Task description :: Beginning with the line that holds "final JLabel header1" in the data below, give again every line through the one that holds "final JLabel header2", exactly as written.

START Records for this exercise

PR #479, opened 2015-06-16
Feature/468 dynamic analyzer name in result screen

### LINKED ISSUE #468: Dynamic analyzer name in the analyzer result screen
As far as I am aware, the name displayed in the analyzer result screen is created from the analyzer name. For clarity, this is what I'm talking about:
analyzer result name

This fixed behaviour is problematic in analyzers for which the name depends on some settings. For example, the Identify7 analyzer has multiple modes. Even if selecting 'training' mode, the analyzer result still gets listed as 'duplicate detection'. As this is the name of another mode, the overall result is confusion.

stefanjanssen:
Made labels in the result screen use the hasLabelAdvice interface. Fixes #468 .

### DIFF
--- a/desktop/ui/src/main/java/org/datacleaner/panels/result/AnalyzerResultPanel.java
+++ b/desktop/ui/src/main/java/org/datacleaner/panels/result/AnalyzerResultPanel.java
@@ -66,6 +66,7 @@ public class AnalyzerResultPanel extends DCPanel implements Scrollable {
     private final ProgressInformationPanel _progressInformationPanel;
     private final ComponentJob _componentJob;
     private final LoadingIcon _loadingIcon;
+    private final JLabel _headerLabel;
 
     public AnalyzerResultPanel(RendererFactory rendererFactory, ProgressInformationPanel progressInformationPanel,
             ComponentJob componentJob) {
@@ -81,14 +82,14 @@ public class AnalyzerResultPanel extends DCPanel implements Scrollable {
         final Icon icon = IconUtils.getDescriptorIcon(descriptor, IconUtils.ICON_SIZE_TASK_PANE);
 
         final String headerText = getHeaderText();
-        final JLabel header1 = createHeader(icon, headerText, WidgetUtils.FONT_HEADER1, WidgetUtils.BG_COLOR_DARK);
-        final JLabel header2 = createHeader(null, getSubHeaderText(componentJob, headerText), WidgetUtils.FONT_SMALL,
+        _headerLabel = createHeader(icon, headerText, WidgetUtils.FONT_HEADER1, WidgetUtils.BG_COLOR_DARK);
+        final JLabel subheader = createHeader(null, getSubHeaderText(componentJob, headerText), WidgetUtils.FONT_SMALL,
                 WidgetUtils.BG_COLOR_BLUE_MEDIUM);
 
         final DCPanel headerPanel = new DCPanel();
         headerPanel.setLayout(new VerticalLayout(4));
-        headerPanel.add(header1);
-        headerPanel.add(header2);
+        headerPanel.add(_headerLabel);
+        headerPanel.add(subheader);
         headerPanel.setBorder(new EmptyBorder(0, 0, 4, 0));
         add(headerPanel, BorderLayout.NORTH);
 
@@ -99,6 +100,7 @@ public class AnalyzerResultPanel extends DCPanel implements Scrollable {
     public void setResult(final AnalyzerResult result) {
         final String headerText = getHeaderText();
         _progressInformationPanel.addUserLog("Rendering result for " + headerText);
+        _headerLabel.setText(LabelUtils.getLabel(_componentJob, result, false, false, false));
 
         // use a swing worker to run the rendering in the background
         new SwingWorker<JComponent, Void>() {
--- a/desktop/ui/src/main/java/org/datacleaner/widgets/tabs/VerticalTabbedPane.java
+++ b/desktop/ui/src/main/java/org/datacleaner/widgets/tabs/VerticalTabbedPane.java
@@ -56,8 +56,7 @@ public class VerticalTabbedPane extends DCPanel {
 
     private static final Color COLOR_SELECTED_FOREGROUND = WidgetUtils.BG_COLOR_BLUE_DARK;
     private static final Color COLOR_SELECTED_BACKGROUND = WidgetUtils.BG_COLOR_LESS_BRIGHT;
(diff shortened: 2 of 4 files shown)


desktop/ui/src/main/java/org/datacleaner/panels/result/AnalyzerResultPanel.java
```diff
@@ -99,6 +100,7 @@ public AnalyzerResultPanel(RendererFactory rendererFactory, ProgressInformationP
     public void setResult(final AnalyzerResult result) {
         final String headerText = getHeaderText();
         _progressInformationPanel.addUserLog("Rendering result for " + headerText);
+        _headerLabel.setText(LabelUtils.getLabel(_componentJob, result, false, false, false));
```
kaspersorensen: I guess you don't need to move this logic down here - the ComponentJob is also available in the constructor, so why not just do it immediately and not change the label later?

engine/core/src/main/java/org/datacleaner/util/LabelUtils.java
```diff
@@ -96,13 +97,26 @@ public static String getLabel(ComponentJob job) {
...
+    public static String getLabel(ComponentJob job, AnalyzerResult result, boolean includeDescriptorName, boolean includeInputColumnNames,
             boolean includeRequirements) {
         final String jobName = job.getName();
         final StringBuilder label = new StringBuilder();
         if (Strings.isNullOrEmpty(jobName)) {
             ComponentDescriptor<?> descriptor = job.getDescriptor();
-            label.append(descriptor.getDisplayName());
+            String displayName = descriptor.getDisplayName();
+            if (result != null) {
+                if (result instanceof HasLabelAdvice) {
```
kaspersorensen: Normally HasLabelAdvice is applied to the component, not the result. Do we need to change that? I worry if it will create confusion about which label will be used - the component's label or the result's label.

If we decide to also support it on the result class, then we should at least update the HasLabelAdvice javadoc accordingly.

desktop/ui/src/main/java/org/datacleaner/widgets/tabs/VerticalTabbedPane.java
```diff
@@ -56,8 +56,7 @@
 
     private static final Color COLOR_SELECTED_FOREGROUND = WidgetUtils.BG_COLOR_BLUE_DARK;
     private static final Color COLOR_SELECTED_BACKGROUND = WidgetUtils.BG_COLOR_LESS_BRIGHT;
-    private static final Border BORDER_TABS = new CompoundBorder(WidgetUtils.BORDER_LIST_ITEM_SUBTLE, new EmptyBorder(
-            10, 4, 10, 4));
+    private static final Border BORDER_TABS = new CompoundBorder(WidgetUtils.BORDER_LIST_ITEM_SUBTLE, new EmptyBorder(10, 4, 10, 4));
```
kaspersorensen: I see quite a lot of these diffs caused by different formatter settings. I think we normally use a line width of 140 chars - how wide are your settings?

desktop/ui/src/main/java/org/datacleaner/panels/result/AnalyzerResultPanel.java
stefanjanssen: Yes ComponentJob is, but AnalyzerResult is not. The HasLabelAdvice interface is implemented by the AnalyzerResult, not the ComponentJob. So first I set the label without the result using the logic that was already there, and later I update it with the analyzerresult (if the result has the interface, otherwise it is just the same).

engine/core/src/main/java/org/datacleaner/util/LabelUtils.java
stefanjanssen: The related code has nothing related to the component, so I don't think that will result in any confusion. Or atleast, I couldn't find a way to go from the ComponentJob to the Component without breaking many layers of abstraction. Should probably update the javadoc though.

desktop/ui/src/main/java/org/datacleaner/widgets/tabs/VerticalTabbedPane.java
stefanjanssen: Not 140  :stuck_out_tongue_winking_eye:

engine/core/src/main/java/org/datacleaner/util/LabelUtils.java
kaspersorensen: I can see your point that it's difficult to invoke any method on the component object from where you are in the code here. But ideally speaking the DC framework should take the burden away from the extension developer and I guess also it would be preferable if the label/name of a component is represented in the same way on the desktop UI graph as well as in the result screen. Currently the HasLabelAdvice does influence the label/name on the graph - just not the result screen. So having a (potentially different) label on the result screen could end up feeling a bit chaotic/inconsistent.

The ComponentJob is what DC uses (mostly internally although it has a public interface) to represent the component and it's configuration without actually instantiating it. At the same time the component itself and HasLabelAdvice is implemented by the extension developer, which probably doesn't care about the ComponentJob representation.

One aspect of ComponentJob is that it has a getName() method. We could consider if we wanted to apply a name to the ComponentJob at the time of building it (at that time there _is_ a component instance available). That way the LabelUtils class can stay as it was because it is already checking if there is a name. If we can go down this route to solving the issue, then you should be looking into ComponentBuilder and it's implementing classes.

desktop/ui/src/main/java/org/datacleaner/widgets/tabs/VerticalTabbedPane.java
kaspersorensen: Hehe could we change that? I don't mind increasing the line width actually, but probably shouldn't be done on a single file+contributor at a time.

engine/core/src/main/java/org/datacleaner/util/LabelUtils.java
stefanjanssen: The solution with getName sounds nice to me if there are not too many implementing classes. Will look into that. It would also avoid the sudden updating of the tab name that currently happens. Also, for the record, I blame all misdirection on the hints provided by someone in #468 .

kaspersorensen: I'm probably guilty as charged. That's what you get for trying to explain something, I better shut up next time ;-)

I think there are only 3 implementing classes where the name stuff is used/produced (one for each of Transformer, Filter and Analyzer).

stefanjanssen:
Closing as I implemented a nicer solution in #484 .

END Records for this exercise

Response below ::
-        final JLabel header1 = createHeader(icon, headerText, WidgetUtils.FONT_HEADER1, WidgetUtils.BG_COLOR_DARK);
-        final JLabel header2 = createHeader(null, getSubHeaderText(componentJob, headerText), WidgetUtils.FONT_SMALL,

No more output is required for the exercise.